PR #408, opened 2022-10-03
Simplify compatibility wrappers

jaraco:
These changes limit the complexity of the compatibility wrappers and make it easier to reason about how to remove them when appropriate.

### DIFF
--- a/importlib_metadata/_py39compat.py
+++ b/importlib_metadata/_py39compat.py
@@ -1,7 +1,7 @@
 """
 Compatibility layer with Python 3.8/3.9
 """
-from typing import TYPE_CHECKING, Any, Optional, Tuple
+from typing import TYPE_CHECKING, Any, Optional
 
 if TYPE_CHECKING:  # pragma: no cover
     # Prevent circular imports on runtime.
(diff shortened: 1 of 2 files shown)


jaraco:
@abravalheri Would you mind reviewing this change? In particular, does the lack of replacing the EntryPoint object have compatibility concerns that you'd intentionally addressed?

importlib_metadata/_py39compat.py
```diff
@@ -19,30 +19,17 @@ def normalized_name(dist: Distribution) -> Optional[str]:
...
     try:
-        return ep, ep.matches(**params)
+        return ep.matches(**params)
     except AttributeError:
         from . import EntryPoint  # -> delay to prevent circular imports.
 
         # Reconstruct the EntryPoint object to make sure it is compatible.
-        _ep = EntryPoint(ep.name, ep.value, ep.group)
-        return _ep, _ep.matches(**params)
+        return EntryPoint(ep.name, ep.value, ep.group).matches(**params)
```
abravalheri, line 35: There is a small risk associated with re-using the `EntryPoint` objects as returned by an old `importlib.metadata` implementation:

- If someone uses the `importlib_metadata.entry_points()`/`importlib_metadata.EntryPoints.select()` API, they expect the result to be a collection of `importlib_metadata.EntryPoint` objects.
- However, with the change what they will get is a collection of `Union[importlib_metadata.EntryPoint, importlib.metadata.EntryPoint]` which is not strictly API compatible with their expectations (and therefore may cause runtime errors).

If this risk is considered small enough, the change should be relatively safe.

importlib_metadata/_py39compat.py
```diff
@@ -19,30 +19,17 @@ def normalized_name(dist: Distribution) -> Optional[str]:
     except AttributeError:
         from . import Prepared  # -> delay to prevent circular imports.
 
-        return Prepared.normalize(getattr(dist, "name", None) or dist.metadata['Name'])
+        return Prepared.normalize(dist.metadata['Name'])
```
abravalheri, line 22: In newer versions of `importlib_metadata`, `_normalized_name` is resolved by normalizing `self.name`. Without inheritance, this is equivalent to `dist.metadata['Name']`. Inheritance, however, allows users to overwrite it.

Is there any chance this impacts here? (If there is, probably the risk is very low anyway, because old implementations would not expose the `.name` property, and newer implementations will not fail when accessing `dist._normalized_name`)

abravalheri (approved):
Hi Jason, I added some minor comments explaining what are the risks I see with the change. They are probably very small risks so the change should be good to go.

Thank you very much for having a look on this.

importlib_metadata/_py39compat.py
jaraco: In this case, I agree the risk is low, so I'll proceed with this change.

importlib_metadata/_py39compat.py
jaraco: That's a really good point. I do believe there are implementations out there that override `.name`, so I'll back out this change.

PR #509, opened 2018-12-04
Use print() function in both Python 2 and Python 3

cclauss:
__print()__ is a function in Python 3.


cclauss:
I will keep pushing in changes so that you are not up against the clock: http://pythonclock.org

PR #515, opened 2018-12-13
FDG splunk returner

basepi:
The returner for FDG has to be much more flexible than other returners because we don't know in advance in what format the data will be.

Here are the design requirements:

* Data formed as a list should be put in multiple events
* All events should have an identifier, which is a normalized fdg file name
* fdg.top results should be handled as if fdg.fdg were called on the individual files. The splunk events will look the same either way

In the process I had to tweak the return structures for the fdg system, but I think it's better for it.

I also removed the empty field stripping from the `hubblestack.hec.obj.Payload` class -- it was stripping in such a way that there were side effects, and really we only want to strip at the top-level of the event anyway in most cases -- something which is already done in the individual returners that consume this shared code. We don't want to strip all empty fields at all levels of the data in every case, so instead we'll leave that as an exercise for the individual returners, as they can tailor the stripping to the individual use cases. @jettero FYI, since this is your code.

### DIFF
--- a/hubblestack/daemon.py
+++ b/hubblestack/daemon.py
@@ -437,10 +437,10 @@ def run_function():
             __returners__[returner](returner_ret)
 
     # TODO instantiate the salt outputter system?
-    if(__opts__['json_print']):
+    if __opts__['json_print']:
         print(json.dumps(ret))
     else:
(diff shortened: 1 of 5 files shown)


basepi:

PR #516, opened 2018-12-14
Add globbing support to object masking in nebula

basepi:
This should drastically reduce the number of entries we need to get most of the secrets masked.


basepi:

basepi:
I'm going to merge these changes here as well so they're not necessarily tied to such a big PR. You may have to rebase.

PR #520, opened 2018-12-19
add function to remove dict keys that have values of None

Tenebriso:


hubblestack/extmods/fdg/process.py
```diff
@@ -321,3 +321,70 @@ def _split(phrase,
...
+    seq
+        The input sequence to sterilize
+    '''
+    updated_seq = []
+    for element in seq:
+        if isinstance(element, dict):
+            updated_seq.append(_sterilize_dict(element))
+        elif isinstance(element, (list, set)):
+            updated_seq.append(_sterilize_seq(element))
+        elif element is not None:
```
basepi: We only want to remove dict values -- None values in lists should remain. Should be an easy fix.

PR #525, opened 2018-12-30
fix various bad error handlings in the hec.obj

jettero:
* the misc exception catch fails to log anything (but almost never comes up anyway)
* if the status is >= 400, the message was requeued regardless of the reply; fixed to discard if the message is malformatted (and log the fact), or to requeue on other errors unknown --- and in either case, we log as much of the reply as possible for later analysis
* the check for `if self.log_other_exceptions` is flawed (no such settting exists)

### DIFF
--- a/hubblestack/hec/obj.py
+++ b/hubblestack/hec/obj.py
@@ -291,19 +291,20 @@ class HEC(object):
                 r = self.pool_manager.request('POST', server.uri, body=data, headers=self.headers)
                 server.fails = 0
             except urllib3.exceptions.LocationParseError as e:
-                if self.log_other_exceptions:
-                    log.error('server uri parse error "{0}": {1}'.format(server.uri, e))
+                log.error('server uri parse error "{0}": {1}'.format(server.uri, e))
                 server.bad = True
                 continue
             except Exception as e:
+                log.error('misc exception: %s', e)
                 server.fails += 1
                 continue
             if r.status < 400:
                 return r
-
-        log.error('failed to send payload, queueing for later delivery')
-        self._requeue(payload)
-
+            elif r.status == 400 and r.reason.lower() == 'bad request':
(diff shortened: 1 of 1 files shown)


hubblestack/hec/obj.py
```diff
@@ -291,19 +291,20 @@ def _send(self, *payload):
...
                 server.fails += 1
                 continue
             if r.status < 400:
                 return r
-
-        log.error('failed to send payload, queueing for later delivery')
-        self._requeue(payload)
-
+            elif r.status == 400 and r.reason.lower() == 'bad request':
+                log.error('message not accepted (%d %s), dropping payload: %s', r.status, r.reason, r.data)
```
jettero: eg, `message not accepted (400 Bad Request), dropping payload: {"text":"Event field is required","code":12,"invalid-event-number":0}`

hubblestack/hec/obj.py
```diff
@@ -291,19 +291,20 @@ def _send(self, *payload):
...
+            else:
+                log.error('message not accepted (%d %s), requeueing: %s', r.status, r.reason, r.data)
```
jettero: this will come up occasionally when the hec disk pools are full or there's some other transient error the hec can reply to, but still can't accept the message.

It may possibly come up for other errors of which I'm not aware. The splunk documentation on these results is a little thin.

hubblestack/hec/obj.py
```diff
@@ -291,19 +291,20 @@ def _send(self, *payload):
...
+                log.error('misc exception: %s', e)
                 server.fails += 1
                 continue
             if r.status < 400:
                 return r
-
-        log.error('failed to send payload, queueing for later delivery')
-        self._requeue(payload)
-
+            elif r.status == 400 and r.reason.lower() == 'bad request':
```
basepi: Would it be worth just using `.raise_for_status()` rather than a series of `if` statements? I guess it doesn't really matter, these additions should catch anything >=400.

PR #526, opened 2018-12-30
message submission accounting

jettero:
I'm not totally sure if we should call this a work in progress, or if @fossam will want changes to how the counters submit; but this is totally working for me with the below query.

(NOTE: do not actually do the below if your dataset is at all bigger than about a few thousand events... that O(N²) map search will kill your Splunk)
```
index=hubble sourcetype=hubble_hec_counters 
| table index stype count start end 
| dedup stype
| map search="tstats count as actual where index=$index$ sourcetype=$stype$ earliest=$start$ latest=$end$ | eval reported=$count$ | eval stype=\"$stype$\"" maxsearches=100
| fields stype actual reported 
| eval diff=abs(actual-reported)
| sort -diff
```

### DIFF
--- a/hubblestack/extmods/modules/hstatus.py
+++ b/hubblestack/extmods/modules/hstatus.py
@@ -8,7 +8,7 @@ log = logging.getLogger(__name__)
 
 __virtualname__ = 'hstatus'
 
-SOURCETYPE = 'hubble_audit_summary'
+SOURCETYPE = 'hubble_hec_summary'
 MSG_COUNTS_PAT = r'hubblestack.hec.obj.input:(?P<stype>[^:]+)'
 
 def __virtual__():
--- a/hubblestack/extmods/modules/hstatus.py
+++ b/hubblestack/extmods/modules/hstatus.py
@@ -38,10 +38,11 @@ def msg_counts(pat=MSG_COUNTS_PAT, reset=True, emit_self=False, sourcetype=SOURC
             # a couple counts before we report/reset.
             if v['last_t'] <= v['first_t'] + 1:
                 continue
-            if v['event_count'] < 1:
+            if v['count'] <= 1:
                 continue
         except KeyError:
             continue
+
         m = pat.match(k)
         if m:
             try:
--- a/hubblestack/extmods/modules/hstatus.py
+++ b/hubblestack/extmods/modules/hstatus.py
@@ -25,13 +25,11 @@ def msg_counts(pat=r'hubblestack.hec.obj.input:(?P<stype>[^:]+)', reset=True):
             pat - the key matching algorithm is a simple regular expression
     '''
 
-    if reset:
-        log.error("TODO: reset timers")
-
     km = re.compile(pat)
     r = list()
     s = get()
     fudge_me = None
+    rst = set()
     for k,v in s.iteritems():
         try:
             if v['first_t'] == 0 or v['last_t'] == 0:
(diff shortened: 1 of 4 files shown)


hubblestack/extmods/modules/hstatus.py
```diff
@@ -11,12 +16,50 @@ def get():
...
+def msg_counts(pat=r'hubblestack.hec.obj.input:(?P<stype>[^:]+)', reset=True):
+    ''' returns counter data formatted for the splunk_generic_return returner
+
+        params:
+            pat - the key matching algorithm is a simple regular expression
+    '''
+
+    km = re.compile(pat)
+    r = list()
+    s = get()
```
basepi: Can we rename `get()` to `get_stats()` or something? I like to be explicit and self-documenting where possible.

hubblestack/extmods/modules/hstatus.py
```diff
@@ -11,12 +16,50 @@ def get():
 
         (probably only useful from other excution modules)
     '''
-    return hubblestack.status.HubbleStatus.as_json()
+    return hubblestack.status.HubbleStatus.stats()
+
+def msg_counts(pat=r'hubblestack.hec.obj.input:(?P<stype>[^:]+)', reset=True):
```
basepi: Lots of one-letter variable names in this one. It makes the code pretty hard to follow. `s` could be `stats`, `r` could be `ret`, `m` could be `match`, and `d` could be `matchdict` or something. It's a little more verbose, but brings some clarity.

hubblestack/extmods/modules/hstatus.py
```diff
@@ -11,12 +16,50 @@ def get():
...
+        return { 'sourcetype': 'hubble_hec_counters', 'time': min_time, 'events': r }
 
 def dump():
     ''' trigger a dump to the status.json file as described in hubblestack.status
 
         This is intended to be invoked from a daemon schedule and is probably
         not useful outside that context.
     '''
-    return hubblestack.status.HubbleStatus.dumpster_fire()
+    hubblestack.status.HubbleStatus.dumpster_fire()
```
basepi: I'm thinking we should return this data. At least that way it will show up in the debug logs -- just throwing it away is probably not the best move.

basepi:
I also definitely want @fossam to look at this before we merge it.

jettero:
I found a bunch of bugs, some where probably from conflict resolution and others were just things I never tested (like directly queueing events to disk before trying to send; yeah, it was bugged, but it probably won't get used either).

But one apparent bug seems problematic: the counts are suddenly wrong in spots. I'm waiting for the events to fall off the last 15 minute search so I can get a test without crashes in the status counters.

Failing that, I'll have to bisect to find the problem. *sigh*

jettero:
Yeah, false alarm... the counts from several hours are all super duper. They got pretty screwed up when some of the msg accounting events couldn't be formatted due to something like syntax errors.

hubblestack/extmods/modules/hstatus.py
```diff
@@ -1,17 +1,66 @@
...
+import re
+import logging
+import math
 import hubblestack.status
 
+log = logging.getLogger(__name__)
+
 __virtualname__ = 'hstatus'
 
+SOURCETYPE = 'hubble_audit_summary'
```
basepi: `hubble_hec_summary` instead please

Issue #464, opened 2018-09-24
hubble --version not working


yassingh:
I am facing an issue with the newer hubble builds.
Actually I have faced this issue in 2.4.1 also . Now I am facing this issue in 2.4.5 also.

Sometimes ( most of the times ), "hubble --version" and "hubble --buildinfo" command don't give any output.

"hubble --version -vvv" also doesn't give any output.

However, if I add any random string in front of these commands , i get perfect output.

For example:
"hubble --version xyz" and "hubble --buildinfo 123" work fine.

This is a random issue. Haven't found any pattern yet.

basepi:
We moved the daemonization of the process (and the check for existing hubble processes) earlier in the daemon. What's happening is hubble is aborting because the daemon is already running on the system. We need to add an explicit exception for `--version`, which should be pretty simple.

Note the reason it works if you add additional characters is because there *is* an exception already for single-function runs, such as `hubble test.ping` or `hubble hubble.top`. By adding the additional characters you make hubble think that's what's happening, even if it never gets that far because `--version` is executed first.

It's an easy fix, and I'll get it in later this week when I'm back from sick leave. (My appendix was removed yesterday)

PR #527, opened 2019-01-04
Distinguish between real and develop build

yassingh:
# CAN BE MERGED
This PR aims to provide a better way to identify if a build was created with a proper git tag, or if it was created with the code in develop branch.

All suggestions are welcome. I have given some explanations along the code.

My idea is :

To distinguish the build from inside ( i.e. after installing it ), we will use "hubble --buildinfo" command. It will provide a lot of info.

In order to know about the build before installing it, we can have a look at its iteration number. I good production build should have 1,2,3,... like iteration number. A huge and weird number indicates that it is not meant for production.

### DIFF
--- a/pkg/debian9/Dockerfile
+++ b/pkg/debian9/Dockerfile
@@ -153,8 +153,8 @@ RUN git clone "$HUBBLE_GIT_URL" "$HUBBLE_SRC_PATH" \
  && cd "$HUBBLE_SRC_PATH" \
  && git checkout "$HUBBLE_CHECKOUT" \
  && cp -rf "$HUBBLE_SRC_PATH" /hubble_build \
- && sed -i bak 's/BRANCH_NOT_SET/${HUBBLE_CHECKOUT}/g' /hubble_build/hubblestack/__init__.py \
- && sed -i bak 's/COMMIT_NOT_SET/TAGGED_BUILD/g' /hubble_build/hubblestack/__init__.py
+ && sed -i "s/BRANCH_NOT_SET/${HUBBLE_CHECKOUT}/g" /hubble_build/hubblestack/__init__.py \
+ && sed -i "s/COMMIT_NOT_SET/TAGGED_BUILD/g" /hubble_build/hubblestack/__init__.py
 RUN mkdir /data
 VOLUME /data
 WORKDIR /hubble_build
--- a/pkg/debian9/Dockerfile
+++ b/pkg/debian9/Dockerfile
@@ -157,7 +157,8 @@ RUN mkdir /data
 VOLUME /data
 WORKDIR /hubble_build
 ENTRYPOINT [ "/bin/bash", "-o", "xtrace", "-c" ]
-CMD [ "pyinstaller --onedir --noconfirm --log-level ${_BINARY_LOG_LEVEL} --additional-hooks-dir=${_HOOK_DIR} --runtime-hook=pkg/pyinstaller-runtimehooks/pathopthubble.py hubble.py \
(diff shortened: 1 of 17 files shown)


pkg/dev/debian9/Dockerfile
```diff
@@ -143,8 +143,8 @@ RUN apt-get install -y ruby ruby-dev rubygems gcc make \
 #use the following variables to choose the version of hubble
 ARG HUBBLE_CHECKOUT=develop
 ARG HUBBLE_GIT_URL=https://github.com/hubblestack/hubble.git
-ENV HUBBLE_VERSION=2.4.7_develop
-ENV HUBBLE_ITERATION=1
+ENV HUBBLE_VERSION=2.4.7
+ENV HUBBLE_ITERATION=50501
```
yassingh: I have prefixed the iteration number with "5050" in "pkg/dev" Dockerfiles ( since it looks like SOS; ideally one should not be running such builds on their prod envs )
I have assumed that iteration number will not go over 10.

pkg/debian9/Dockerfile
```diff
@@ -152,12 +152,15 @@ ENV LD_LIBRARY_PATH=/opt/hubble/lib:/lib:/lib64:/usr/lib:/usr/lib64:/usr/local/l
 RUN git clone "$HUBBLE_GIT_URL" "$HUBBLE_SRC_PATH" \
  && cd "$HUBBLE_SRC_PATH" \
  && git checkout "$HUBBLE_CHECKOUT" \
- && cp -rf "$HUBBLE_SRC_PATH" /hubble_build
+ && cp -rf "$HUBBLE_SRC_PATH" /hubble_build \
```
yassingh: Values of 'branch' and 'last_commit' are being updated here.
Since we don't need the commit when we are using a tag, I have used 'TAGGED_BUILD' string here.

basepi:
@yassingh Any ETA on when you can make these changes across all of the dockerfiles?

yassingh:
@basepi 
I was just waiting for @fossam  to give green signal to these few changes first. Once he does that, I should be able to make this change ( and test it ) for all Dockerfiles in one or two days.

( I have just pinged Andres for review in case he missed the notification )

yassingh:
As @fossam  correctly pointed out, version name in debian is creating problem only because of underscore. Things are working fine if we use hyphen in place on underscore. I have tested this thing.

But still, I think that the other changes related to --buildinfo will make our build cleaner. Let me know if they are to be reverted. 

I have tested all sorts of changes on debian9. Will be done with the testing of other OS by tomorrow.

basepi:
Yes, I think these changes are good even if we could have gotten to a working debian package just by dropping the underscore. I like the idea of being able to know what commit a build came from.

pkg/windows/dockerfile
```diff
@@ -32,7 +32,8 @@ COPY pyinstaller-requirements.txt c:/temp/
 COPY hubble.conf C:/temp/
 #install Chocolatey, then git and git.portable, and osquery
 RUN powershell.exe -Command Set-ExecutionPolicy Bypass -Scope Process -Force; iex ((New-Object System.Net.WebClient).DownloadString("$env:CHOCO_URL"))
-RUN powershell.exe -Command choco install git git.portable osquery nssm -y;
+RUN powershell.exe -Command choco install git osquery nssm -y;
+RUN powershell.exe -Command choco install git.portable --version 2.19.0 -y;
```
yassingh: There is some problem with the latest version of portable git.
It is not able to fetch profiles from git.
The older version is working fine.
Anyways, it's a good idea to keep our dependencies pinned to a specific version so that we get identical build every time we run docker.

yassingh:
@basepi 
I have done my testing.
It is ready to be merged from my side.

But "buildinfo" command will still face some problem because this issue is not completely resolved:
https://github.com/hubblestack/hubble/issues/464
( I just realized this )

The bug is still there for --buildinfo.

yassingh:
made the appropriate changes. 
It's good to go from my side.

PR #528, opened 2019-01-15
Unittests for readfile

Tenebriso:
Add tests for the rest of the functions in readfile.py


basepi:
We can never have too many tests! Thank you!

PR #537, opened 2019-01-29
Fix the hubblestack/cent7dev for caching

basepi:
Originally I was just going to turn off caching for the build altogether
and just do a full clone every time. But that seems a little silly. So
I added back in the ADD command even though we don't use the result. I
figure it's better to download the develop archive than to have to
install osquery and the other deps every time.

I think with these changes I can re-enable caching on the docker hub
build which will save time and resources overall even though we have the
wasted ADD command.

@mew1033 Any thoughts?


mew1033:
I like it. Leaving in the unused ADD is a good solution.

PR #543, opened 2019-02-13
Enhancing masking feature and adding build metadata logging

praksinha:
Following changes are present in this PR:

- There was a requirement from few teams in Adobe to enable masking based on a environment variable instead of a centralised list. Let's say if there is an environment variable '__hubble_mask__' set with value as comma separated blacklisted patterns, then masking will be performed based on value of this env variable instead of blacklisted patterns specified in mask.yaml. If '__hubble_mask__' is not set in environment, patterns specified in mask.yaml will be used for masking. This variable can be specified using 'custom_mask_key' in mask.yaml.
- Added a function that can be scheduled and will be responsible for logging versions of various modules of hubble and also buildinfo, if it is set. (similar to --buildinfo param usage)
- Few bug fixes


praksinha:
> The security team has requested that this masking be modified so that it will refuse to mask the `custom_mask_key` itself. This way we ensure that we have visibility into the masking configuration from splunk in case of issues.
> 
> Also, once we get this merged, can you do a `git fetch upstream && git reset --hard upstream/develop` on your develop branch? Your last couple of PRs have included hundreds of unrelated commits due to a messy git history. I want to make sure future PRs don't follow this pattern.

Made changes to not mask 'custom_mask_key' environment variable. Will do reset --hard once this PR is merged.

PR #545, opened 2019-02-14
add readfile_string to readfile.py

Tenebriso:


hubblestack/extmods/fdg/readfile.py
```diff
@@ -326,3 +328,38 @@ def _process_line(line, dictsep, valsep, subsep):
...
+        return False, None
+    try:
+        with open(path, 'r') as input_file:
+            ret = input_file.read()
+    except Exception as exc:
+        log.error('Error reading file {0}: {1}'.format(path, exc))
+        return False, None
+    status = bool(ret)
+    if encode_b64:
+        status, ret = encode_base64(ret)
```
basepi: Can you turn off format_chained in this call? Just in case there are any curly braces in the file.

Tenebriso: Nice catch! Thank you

_What you need to do:_ Pick each line holding "much" out of the entries above and return it.

_Answer section:_
Thank you very much for having a look on this.
The returner for FDG has to be much more flexible than other returners because we don't know in advance in what format the data will be.
* if the status is >= 400, the message was requeued regardless of the reply; fixed to discard if the message is malformatted (and log the fact), or to requeue on other errors unknown --- and in either case, we log as much of the reply as possible for later analysis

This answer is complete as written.